Крики также немного затихают, чем глубже я захожу в лабиринт, тем их меньше, что доказывает, что здесь пытают меньше людей. Мне приходится пригнуться за одним из углов, чтобы избежать трио студентов. Одна из них — девушка, держащая ладонь, полную огня, второй — парень, держащий силовое поле, а глаза третьего просто светятся. Все они выглядят побитыми и в синяках, но они живы и работают вместе, так что, очевидно, они — мой выбор, чтобы добраться до центра и получить проходной балл.
Парень со светящимися глазами посмотрел в мою сторону, но никак не прокомментировал, что видит меня или заметил что-то необычное, так что либо он меня не видит, либо не заинтересован в том, чтобы скормить меня прудовой суке, как этот мудак Мартинес.
Чертов Мартинес.
Я собираюсь набить ему морду, как только выберусь из этого лабиринта.

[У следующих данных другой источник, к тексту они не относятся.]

PR #2387, opened 2026-06-15
Otel col shutdown stuck

florianl:
## Summary

Fix a stuck OTel collector shutdown caused by `bgListenSharedContextCancelation` closing the eBPF ring buffer reader too late, and add a deadline-respecting select in `Controller.Shutdown` so the collector is never blocked if OBI exceeds its internal shutdown timeout.

## Validation

- [ ] ~~If this enhances / fixes / changes a core feature, I have updated the [features documentation](https://github.com/open-telemetry/opentelemetry-ebpf-instrumentation/blob/main/devdocs/features.md) and [support matrix](https://github.com/open-telemetry/opentelemetry-ebpf-instrumentation/blob/main/SUPPORT_MATRIX.md) as needed.~~


pkg/ebpf/common/ringbuf.go
```diff
@@ -396,8 +396,12 @@ func (rbf *ringBufForwarder[T]) bgListenContextCancelation(ctx context.Context,
...
 	<-ctx.Done()
 	rbf.logger.Debug("context is cancelled. Closing eBPF resources", "len", len(closers))
-	// Often there are hundreds of closers, and don't have time to sequentially close within the
-	// shutdown grace period. Closing them in parallel
+	// Close the events reader before the eBPF objects so the readerLoop unblocks
+	// immediately via ErrClosed, rather than waiting for potentially hundreds of
+	// eBPF closers to finish. This trades a small window of data loss (events
+	// already in the ring buffer but not yet consumed) for a prompt shutdown.
+	rbf.logger.Debug("closing events reader")
+	_ = eventsReader.Close()
```
MrAlias, line 410: This unblocks `sharedReadAndForward` before the eBPF closers below have finished. In the collector shutdown path, that lets the tracer goroutine return, `Instrumenter.stop()` complete, and `Controller.Shutdown` remove the shared controller while the old links/maps/objects may still be closing in this background goroutine.

I think we should preserve the early reader close, but keep the shared tracer path from reporting completion until the closer goroutine is done. Otherwise a fast collector reload can start a new OBI instance while the previous eBPF resources are still attached.

collector/internal/controller_test.go
```diff
@@ -63,6 +63,50 @@ func TestShutdownAfterStartFailureCleansSharedController(t *testing.T) {
...
+	go func() {
+		shutdownDone <- c.Shutdown(ctx)
+	}()
+
+	timer := newShutdownTimer(t)
+	defer stopTestTimer(timer)
+
+	select {
+	case err := <-shutdownDone:
+		if err != context.Canceled {
```
MrAlias: This direct comparison is currently failing Linux lint under `errorlint`; wrapped context errors need to be checked with `errors.Is`.

```suggestion
		if !errors.Is(err, context.Canceled) {
```

This also needs the corresponding `errors` import.

MrAlias (commented):
Thanks for digging into this. The changes look like they are on the right path, but I think there are a couple of details we should address before this is ready.

pkg/ebpf/common/ringbuf.go
florianl: I refactored `sharedReadAndForward()` to address your feedback. It now blocks until the Go routines are finished. Hope this works for you.

mmat11 (approved):

collector/internal/controller.go
```diff
@@ -155,8 +155,15 @@ func (c *Controller) Shutdown(_ context.Context) error {
 		return nil
 	}
 
-	// Wait for OBI to finish
-	<-runDone
+	// Wait for OBI to finish, but respect the caller's shutdown deadline.
+	// If the context expires before OBI is done, return immediately so the
+	// collector is not stuck; OBI will continue cleaning up in the background.
```
rafaelroquetto: nit: I'd do without this comment, I feel the code that follows to be less confusing than the comment itself

florianl: Removed the comment with https://github.com/open-telemetry/opentelemetry-ebpf-instrumentation/pull/2387/changes/2a52ec65fe90ac046f0e670d55d1ed675e35ea89.

grcevski (approved):
LGTM!

mariomac (approved):
Fine with me too!

PR #2394, opened 2026-06-16
GenAI: support SSE streaming responses and raise HTTP capture limit to 256KB

### LINKED ISSUE #2267: GenAI: support streaming (SSE) responses and large response bodies (>64KB) in HTTP body capture
### Component

OBI (eBPF instrumentation)

### Problem

OBI's GenAI HTTP body capture currently has two structural limitations that prevent reliable observability for real-world LLM and embedding workloads.

Related to #1854 (AI Agent Observability proposal). That issue lists "HTTP body capture buffer limits" as a known risk; this issue tracks the concrete root causes and possible solutions so they can be addressed independently.

#### Limitation 1 — Streaming (SSE) responses are not reliably captured

OpenAI, Gemini, and other LLM providers serve chat/completion responses as Server-Sent Events with `Transfer-Encoding: chunked` and `Content-Type: text/event-stream`. The current pipeline cannot reliably capture and parse these responses for the following reasons:

1. **eBPF capture model is per-syscall.** A single `tcp_recvmsg` invocation only sees the bytes received in that call. SSE events are spread across many `recv` calls, so the eBPF layer never observes the full streamed response.
2. **Userspace parser assumes a complete response.** `httpSafeParseResponse()` in `pkg/ebpf/common/http_transform.go` calls the standard library's `http.ReadResponse()`, which expects a complete HTTP response body. Truncated streams surface as `io.ErrUnexpectedEOF`.
3. **SSE parsing assumes the full event sequence is present.** `parseAnthropicStream()` in `pkg/ebpf/common/http/anthropic.go` already handles SSE for Anthropic, but it assumes all events are available. If eBPF only delivered a partial slice of the stream, parsing fails or yields incomplete results.
4. **OpenAI has no streaming support at all.** `pkg/ebpf/common/http/openai.go` does not detect or parse SSE responses, so streaming chat completions are invisible.

#### Limitation 2 — Response bodies larger than 64 KiB are truncated

The capture pipeline enforces a 64 KiB hard cap that is aligned across three layers:

- eBPF: `k_large_buf_max_http_captured_bytes = 1 << 16` (`bpf/common/large_buffers.h`)
- Config: `MaxCapturedPayloadBytes = 1 << 16` with `validate:"lte=65536"` (`pkg/config/ebpf_tracer.go:181`)
- Userspace: `maxDecompressedResponseBodyBytes = config.MaxCapturedPayloadBytes` (`pkg/ebpf/common/http/responses.go:27`)

Impact on GenAI workloads:

- Long chat/completion responses (typically 10–100 KiB) may be truncated.
- Embeddings responses (often 50–500 KiB for batched inputs or high-dimensional vectors) routinely exceed the cap and cannot be captured at all.
- Aggregated streaming output (10–200 KiB across all SSE events) typically exceeds the cap even when streaming reassembly succeeds.

When the body is truncated, downstream parsers see invalid JSON and fail to extract `model`, `usage.input_tokens`, `usage.output_tokens`, and other key GenAI attributes.

NameHaibinZhang:
## Summary

Fixes https://github.com/open-telemetry/opentelemetry-ebpf-instrumentation/issues/2267

This PR adds SSE (Server-Sent Events) streaming response support for GenAI spans and raises the HTTP payload capture limit to 256KB (accumulated across multiple recv calls).

### Changes

**SSE streaming support:**
- Add `parseOpenAIStream()` to detect and parse OpenAI/Qwen SSE streaming responses, accumulating content deltas, tool calls, and usage statistics across multiple chunks.
- Improve Anthropic JSON vs SSE classification using `looksLikeJSON()` instead of a naive first-byte check, handling responses with leading whitespace.
- Add Qwen support for OpenAI-compatible endpoints (e.g. vLLM deployments) with SSE streaming.

**Large response body support:**
- Raise `MaxCapturedPayloadBytes` from 64KB to 256KB for HTTP. Other protocols (MySQL, Kafka, Postgres, etc.) remain at 64KB.
- The BPF layer per-syscall limit (`k_large_buf_max_http_captured_bytes = 64KB`) is unchanged — the 256KB connection-level limit is achieved by accumulating across multiple recv calls (up to 4 × 64KB chunks).

**Truncated body resilience:**
- Add `extractJSONRawField()` to recover complete JSON fields (e.g. `messages`) from truncated request bodies, improving GenAI attribute extraction when payloads exceed capture limits.

## Validation


pkg/ebpf/common/http/openai_stream.go
```diff
@@ -0,0 +1,191 @@
...
+	Function struct {
+		Name      string `json:"name"`
+		Arguments string `json:"arguments"`
+	} `json:"function"`
+}
+
+// parseOpenAIStream parses the SSE stream from OpenAI-compatible APIs (including Qwen/DashScope)
+// and returns the aggregated response with usage statistics and tool calls.
+func parseOpenAIStream(reader io.Reader) (*request.VendorOpenAI, []request.ToolCall) {
+	scanner := bufio.NewScanner(reader)
```
mariomac, line 55: Not sure if I'm just imagining a theoretical scenario that will never happen or it is possible in the internal HTTP implementation of LLMs.

Usually, HTTP lines are maxed out to 8-16 KB. However, if a given server configuration allows HTTP lines larger than 64KB, later `scanner.Text()` result can be cut down to `bufio.MaxScanTokenSize`, which is 64KB. Returning `ErrTooLarge` on larger buffers.

Not sure if I'm just theorizing or just in case you should add a `scanner.Buffer` invocation to max out the scan buffer to 256KB.

pkg/ebpf/common/http_transform.go
```diff
@@ -318,9 +318,49 @@ func HTTPInfoEventToSpan(parseCtx *EBPFParseContext, event *BPFHTTPInfo) (reques
...
+	headerEnd := bytes.Index(raw, []byte("\r\n\r\n"))
+	if headerEnd < 0 {
+		return nil
+	}
+	bodyStart := headerEnd + 4
+
+	// Scan forward from header end to find a JSON object.
+	for i := bodyStart; i < len(raw); i++ {
+		if raw[i] == '{' {
+			return raw[i:]
```
mariomac: Should we bound this to `raw[i:<ContentLength>]` to avoid going beyond the limits of the request?

pkg/ebpf/common/http_transform.go
```diff
@@ -318,9 +318,49 @@ func HTTPInfoEventToSpan(parseCtx *EBPFParseContext, event *BPFHTTPInfo) (reques
...
+	// Find end of HTTP headers.
+	headerEnd := bytes.Index(raw, []byte("\r\n\r\n"))
+	if headerEnd < 0 {
+		return nil
+	}
+	bodyStart := headerEnd + 4
+
+	// Scan forward from header end to find a JSON object.
+	for i := bodyStart; i < len(raw); i++ {
+		if raw[i] == '{' {
```
mariomac: Would this detect as JSON any text containing a stray `{`?

If this is an acceptable error we can later recover from, should we also detect `[` for JSON arrays?

pkg/ebpf/common/http/openai_stream.go
```diff
@@ -0,0 +1,191 @@
...
+				}
+
+				if tc.ID != "" {
+					accumulators[idx].id = tc.ID
+				}
+				if tc.Function.Name != "" {
+					accumulators[idx].name = tc.Function.Name
+				}
+				if tc.Function.Arguments != "" {
+					accumulators[idx].args.WriteString(tc.Function.Arguments)
```
mariomac: This `args` string Builder is never converted to a string. Did you forget to make use of its value or should we remove it?

mariomac:
In `large_buffer.h`, there is a bunch of definitions like:
```
    k_large_buf_max_http_captured_bytes = 1 << 16,
    k_large_buf_max_mysql_captured_bytes = 1 << 16,
    k_large_buf_max_postgres_captured_bytes = 1 << 16,
    k_large_buf_max_kafka_captured_bytes = 1 << 16,
    k_large_buf_max_mssql_captured_bytes = 1 << 16,
    k_large_buf_max_tcp_captured_bytes = 1 << 16,
```

Do we need to update `k_large_buf_max_http_captured_bytes` at least to fit `256Kb`?

mariomac (commented):
Great addition! Added few suggestions

bpf/common/large_buffers.h
```diff
@@ -24,6 +24,11 @@ enum {
     // Maximum valid value for each protocol's *_max_captured_bytes volatile variable.
     // These must equal the lte= validation values in EBPFBufferSizes (pkg/config/ebpf_tracer.go),
     // which enforces the same ceiling at configuration time.
+    // Per-syscall emit cap for HTTP. Keeps the large_buf_emit_chunks() loop bounded
+    // (64KB / 16KB = 4 iterations) so the verifier stays within the 1M insn budget.
+    // The connection-level total is controlled by the volatile const http_max_captured_bytes,
+    // which may be larger (up to the lte= ceiling in EBPFBufferSizes) and is accumulated
+    // across multiple tcp_recvmsg invocations via bytes_sent.
```
rafaelroquetto: Please remove this comment, it's just a maintenance burden

bpf/common/large_buffers.h
```diff
@@ -24,6 +24,11 @@ enum {
     // Maximum valid value for each protocol's *_max_captured_bytes volatile variable.
     // These must equal the lte= validation values in EBPFBufferSizes (pkg/config/ebpf_tracer.go),
     // which enforces the same ceiling at configuration time.
+    // Per-syscall emit cap for HTTP. Keeps the large_buf_emit_chunks() loop bounded
```
rafaelroquetto: I'd revert this, as this gives the impression that HTTP is special, when it's not - all protocols have the notion of captured bytes as stated by the globals at the top of this file.

These comments (including the original one above your additions) are a maintenance burden. This PR is the prime example of watching then drift. Instead, I'd actually delete them all.

devdocs/config/CONFIG.md
```diff
@@ -181,7 +181,7 @@ EBPFTracer configuration for eBPF programs
 
 ### `ebpf.buffer_sizes`
 
-Per-protocol maximum bytes to capture per request per direction, sent to userspace via large buffer events. Values must stay aligned with MaxCapturedPayloadBytes and the k_large_buf_max_*_captured_bytes constants in bpf/common/large_buffers.h.  Default: 0 (disabled).
+Per-protocol maximum bytes to capture per request per direction, sent to userspace via large buffer events. HTTP supports up to MaxCapturedPayloadBytes (256KB) accumulated across multiple recv calls. Other protocols are limited to their respective k_large_buf_max_*_captured_bytes (64KB).  Default: 0 (disabled).
```
rafaelroquetto: Please revert. The only thing that changes here is the default value for HTTP, but we don't need to be explicit about it.

devdocs/features.md
```diff
@@ -66,14 +66,16 @@ Large payloads are streamed to userspace across multiple ring-buffer events and
...
-| `OTEL_EBPF_BPF_BUFFER_SIZE_HTTP`   | HTTP       | 65535   | 0 (disabled) |
+| `OTEL_EBPF_BPF_BUFFER_SIZE_HTTP`   | HTTP       | 262144[^1] | 0 (disabled) |
 | `OTEL_EBPF_BPF_BUFFER_SIZE_MYSQL`  | MySQL      | 65535   | 0 (disabled) |
 | `OTEL_EBPF_BPF_BUFFER_SIZE_KAFKA`  | Kafka      | 65535   | 0 (disabled) |
 | `OTEL_EBPF_BPF_BUFFER_SIZE_POSTGRES` | PostgreSQL | 65535 | 0 (disabled) |
 | `OTEL_EBPF_BPF_BUFFER_SIZE_MSSQL`  | MSSQL      | 65535   | 0 (disabled) |
 
 Equivalent YAML keys live under `ebpf.buffer_sizes.{http,mysql,kafka,postgres,mssql}`.
 
+[^1]: HTTP payload may be accumulated across multiple `recv` calls (up to 4 × 64KB) before being forwarded to userspace.
```
rafaelroquetto: This is implementation detail, please remove. It is possible for instance that HTTP payloads may be accumulated elsewhere.

The important thing for documentation is to convey the semantics of these variables, namely, that these are  the maximum amount of bytes captures per request and per direction (per protocol).

pkg/config/ebpf_tracer.go
```diff
@@ -175,17 +175,20 @@ func (e *EBPFTracer) CudaInstrumentationEnabled() bool {
...
 // per protocol request direction via large buffer events.
 //
-// It must stay aligned with the k_large_buf_max_*_captured_bytes constants in
-// bpf/common/large_buffers.h and with the validate tags in EBPFBufferSizes.
-const MaxCapturedPayloadBytes = 1 << 16
+// For HTTP, this is the connection-level total limit accumulated across multiple
+// syscalls. The BPF-side per-syscall emission cap (k_large_buf_max_http_captured_bytes)
+// may be smaller to keep verifier complexity bounded.
+// For other protocols, this must stay aligned with k_large_buf_max_*_captured_bytes
+// in bpf/common/large_buffers.h.
```
rafaelroquetto: Same here - please delete this comment - for instance, if someone bumps the Mysql values to be 256K, it will also span multiple system calls (and sometimes, it will span multuple syscall regardless, MySQL already does that because it calls send() twice for the same command, the first send() is the header and the second is the payload.)
```suggestion

```

pkg/config/ebpf_tracer.go
```diff
@@ -175,17 +175,20 @@ func (e *EBPFTracer) CudaInstrumentationEnabled() bool {
...
+const MaxCapturedPayloadBytes = 1 << 18 // 262144
```
```suggestion
const MaxCapturedPayloadBytes = 1 << 18
```

rationale: this is reistating the obvious and maintenance burden / error prone.


To be honest, this kind of highlighted an issue with this constant - there's no requirement to keep it in sync with ebpf at all - the limits governing ebpf are the ones in `large_buffers.h`. All this is one `MaxCapturedPayloadBytes` is doing is setting a decompression budget in responses.go - so we should probably just set it there, with a sane value

pkg/config/ebpf_tracer.go
```diff
@@ -175,17 +175,20 @@ func (e *EBPFTracer) CudaInstrumentationEnabled() bool {
...
 
 // Per-protocol maximum bytes to capture per request per direction, sent to userspace via large buffer events.
-// Values must stay aligned with MaxCapturedPayloadBytes and the
-// k_large_buf_max_*_captured_bytes constants in bpf/common/large_buffers.h.
+// HTTP supports up to MaxCapturedPayloadBytes (256KB) accumulated across multiple recv calls.
```
rafaelroquetto: ditto

pkg/ebpf/common/http/openai.go
```diff
@@ -77,7 +78,18 @@ func OpenAISpan(baseSpan *request.Span, req *http.Request, resp *http.Response)
...
+	var parsedResponse request.VendorOpenAI
+	var toolCalls []request.ToolCall
+
+	if looksLikeJSON(respB) {
+		parsedResponse = parseVendorOpenAI(respB)
+		toolCalls = extractToolCalls(parsedResponse.Choices)
+	} else {
+		reader := bytes.NewReader(respB)
+		streamResponse, tc := parseOpenAIStream(reader)
+		parsedResponse = *streamResponse
```
rafaelroquetto: we shouldn't copy the entire struct here, can't we reuse the pointer?

pkg/ebpf/common/tcp_large_buffer.go
```diff
@@ -56,6 +56,12 @@ func appendTCPLargeBuffer(parseCtx *EBPFParseContext, record *ringbuf.Record) (r
 
 	chunk := record.RawSample[hdrSize : hdrSize+event.Len]
 
+	// Drop TLS ciphertext that leaked from kprobes into HTTP large buffers.
```
rafaelroquetto: This sounds unrelated and smells like a workaround. I'd remove from this PR, and open another one with a proper fix at the ebpf level if feasible

pkg/ebpf/common/http/openai_stream.go
rafaelroquetto, line 55: 🤖 **Claude:** `bufio.NewScanner` defaults to a 64KB max token size (`bufio.MaxScanTokenSize`). A single SSE `data:` line larger than 64KB makes `Scan()` stop with `bufio.ErrTooLong`, and the rest of the stream is silently dropped — and `scanner.Err()` is never checked here. This directly undercuts this PR's own 256KB goal for large streamed responses. Please set a larger buffer with `scanner.Buffer(...)` and check `scanner.Err()` after the loop.

pkg/ebpf/common/http/openai_stream.go
```diff
@@ -0,0 +1,191 @@
...
+		}
+	}
+
+	// Build the final tool calls list.
+	var toolCalls []request.ToolCall
+	for i := range accumulators {
+		if accumulators[i].name == "" {
+			continue
+		}
+		toolCalls = append(toolCalls, request.ToolCall{
```
rafaelroquetto, line 181: 🤖 **Claude:** dead accumulation. `accumulators[i].args` is written on every chunk (line ~142) but never read — the emitted `request.ToolCall` only carries `ID`/`Name` (the struct has no `Arguments` field). So the per-chunk argument concatenation is wasted work. Either drop the `args` builder, or, if capturing arguments is intended, add the field and wire it through — and do the same for the non-stream path for consistency.

pkg/ebpf/common/http_transform.go
rafaelroquetto: 🤖 **Claude:** this returns a slice into `buf.UnsafeView()`, which aliases buffer memory whose lifetime isn't guaranteed past the parse. The returned bytes are retained in `req.Body` (via `bytes.NewBuffer`) and may outlive the buffer, risking reads of recycled/overwritten memory. Copy the bytes before returning if the body must survive. Separately: this and the TLS-drop heuristic in `tcp_large_buffer.go` are both userspace band-aids for SSL-connection capture issues — the principled fix belongs in the BPF layer, in its own PR (see summary #1).

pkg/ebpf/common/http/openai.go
PR #2399, opened 2026-06-16
Remove unneeded CachedClock

mariomac:
## Summary

TIL about  [Virtual Dynamically linked Shared Object, vDSO](https://blog.cloudflare.com/its-go-time-on-linux/) which maps some common system calls into userspace memory.

In Go, vDSO is used for efficiently querying system time without the cost of a syscall, so our `CachedClock` implementation adds unnecessary complexity.

## Validation


pkg/export/prom/prom_stats.go
```diff
@@ -183,7 +178,6 @@ func (r *statMetricsReporter) collectMetrics(_ context.Context) {
 	for stats := range r.input {
 		// clock needs to be updated to let the expirer
```
mmat11: probably this comemnt needs to be removed; question: don't we need to do the clock.Update() now?

mariomac: Good catch

rafaelroquetto (approved):

Issue #2014, opened 2026-05-05
Cloud node metadata is exported to Prometheus and OTLP without sensitivity filtering


MrAlias:
## Summary

Cloud resource detector output is copied into `NodeMeta.Metadata` and then appended directly to Prometheus `target_info` labels and OTLP resource attributes. Aside from a small duplicate-attribute filter, OBI does not distinguish routine metadata from potentially sensitive cloud identity and topology fields.

## Impact

This can expose cloud account, instance, image, region, or host-type metadata to Prometheus scrapers and OTLP backends. The impact is limited to metadata disclosure rather than secret leakage or host compromise, so `low` severity is appropriate.

## Environment

- First identified in: ce8adf43956e155cc407026ef6040586f12215c9
- Reviewed against current `main` commit: d51a98d730f950b8d759a8e592669db13d2e4843

## Evidence

- [pkg/appolly/meta/meta_node_cloud.go](https://github.com/open-telemetry/opentelemetry-ebpf-instrumentation/blob/d51a98d730f950b8d759a8e592669db13d2e4843/pkg/appolly/meta/meta_node_cloud.go#L67-L72) copies detector attributes into `NodeMeta.Metadata`.
- [pkg/appolly/meta/meta_node.go](https://github.com/open-telemetry/opentelemetry-ebpf-instrumentation/blob/d51a98d730f950b8d759a8e592669db13d2e4843/pkg/appolly/meta/meta_node.go#L76-L80) enables cloud detectors by default.
- [pkg/appolly/meta/meta_node.go](https://github.com/open-telemetry/opentelemetry-ebpf-instrumentation/blob/d51a98d730f950b8d759a8e592669db13d2e4843/pkg/appolly/meta/meta_node.go#L159-L167) filters only a narrow duplicate-attribute set.
- [pkg/export/otel/otelcfg/common.go](https://github.com/open-telemetry/opentelemetry-ebpf-instrumentation/blob/d51a98d730f950b8d759a8e592669db13d2e4843/pkg/export/otel/otelcfg/common.go#L127-L129) appends `nodeMeta.Metadata` to OTLP resource attributes.
[...]

PR #2403, opened 2026-06-16
Add resource attribute selection for target info

MrAlias:
## Summary

- Add `target_info` and `traces_target_info` sections to `attributes.select` so resource attributes can be filtered explicitly.
- Preserve default export behavior for detected cloud and host resource metadata when no resource selector is configured.
- Apply `target_info` selection to Prometheus target info and OTLP metric resources, and `traces_target_info` selection to trace/span-metric/service-graph resources.
- Update tests and docs with opt-out examples for fields such as `cloud.account.id`, `cloud.resource_id`, `host.image.id`, and `host.type`.

## Context

This follows the direction discussed in #2014: the issue is better treated as a resource-attribute configurability gap than as a default sensitivity-filtering bug, since the relevant cloud and host attributes are semconv-recommended resource attributes.

## Validation

- `go test ./pkg/export/otel/otelcfg ./pkg/export/otel ./pkg/export/prom ./pkg/appolly`
- `go test -run TestCloudResourceMetadata -count=0 ./internal/test/integration`
- `make lint-markdown`
- `go test ./pkg/export/prom`


rafaelroquetto (approved):

mariomac:
Manually solved a merge conflict in `prom.go`

mariomac (changes requested):
Great changes!! However I think some aspects here might lead to some confusion:

1. The documentation says that we are filtering resource attributes but we are actually only filtering node attributes. Some users might want to filter other resource attributes (e.g. pod name, etc...). I think the filtering code should be integrated in two parts of the code:
    - For OTEL exporter, the `otelcfg.GetResourceAttrs` function (and maybe `otelcfg.ResourceAttrsFromEnv` also).
    -  For Prometheus exporter, the `labelNamesTargetInfo` and `labelValuesTargetInfo`.
 
In both cases, you can maybe reuse the code that we already have for the filtering of other metrics: add the attributes to the `spanOTELGetters` switch and then invoke `spanOTELGetters` or `spanPromGetters` from the `GetResourceAttrs` and `label*TargetInfo`

2. Do we really need to provide different selectors for `target_info` and `traces_target_info`? Maybe we can simplify and just provide a `resource` section that is common for both.

MrAlias:
Addressed the requested changes in dc44512f45.

What changed:

- Replaced the separate `target_info` / `traces_target_info` selector sections with one `attributes.select.resource` section.
- Moved filtering from node metadata pruning to resource-attribute filtering after resource attributes are assembled.
- Applied the resource selector to OTLP app/runtime/service-graph metric resources and OTLP trace resources, including env-derived resource attributes.
- Applied the same resource selector to Prometheus `target_info` / `traces_target_info` label names and values, keeping label names and values filtered from the same ordered resource-label list.
- Updated docs/schema examples to document `resource` as the selector key.
- Added tests covering default preservation, cloud/node metadata exclusion, Kubernetes/service metadata exclusion, and env resource attribute exclusion.

Validation run locally:

- `go test ./pkg/export/otel/otelcfg ./pkg/export/otel ./pkg/export/prom ./pkg/appolly`
- `make lint-markdown`

mariomac (approved):
👏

Когда троица уходит, я встаю с колена, каждый дюйм моего тела кричит в знак протеста, а затем я продолжаю медленно пробираться через лабиринт, дважды возвращаясь назад после каждого тупика. Это разочаровывает и затягивает, особенно теперь, когда я иду босиком, и несколько раз натыкаюсь на студента без сознания или на загадочную лужу крови, от которой у меня сводит живот.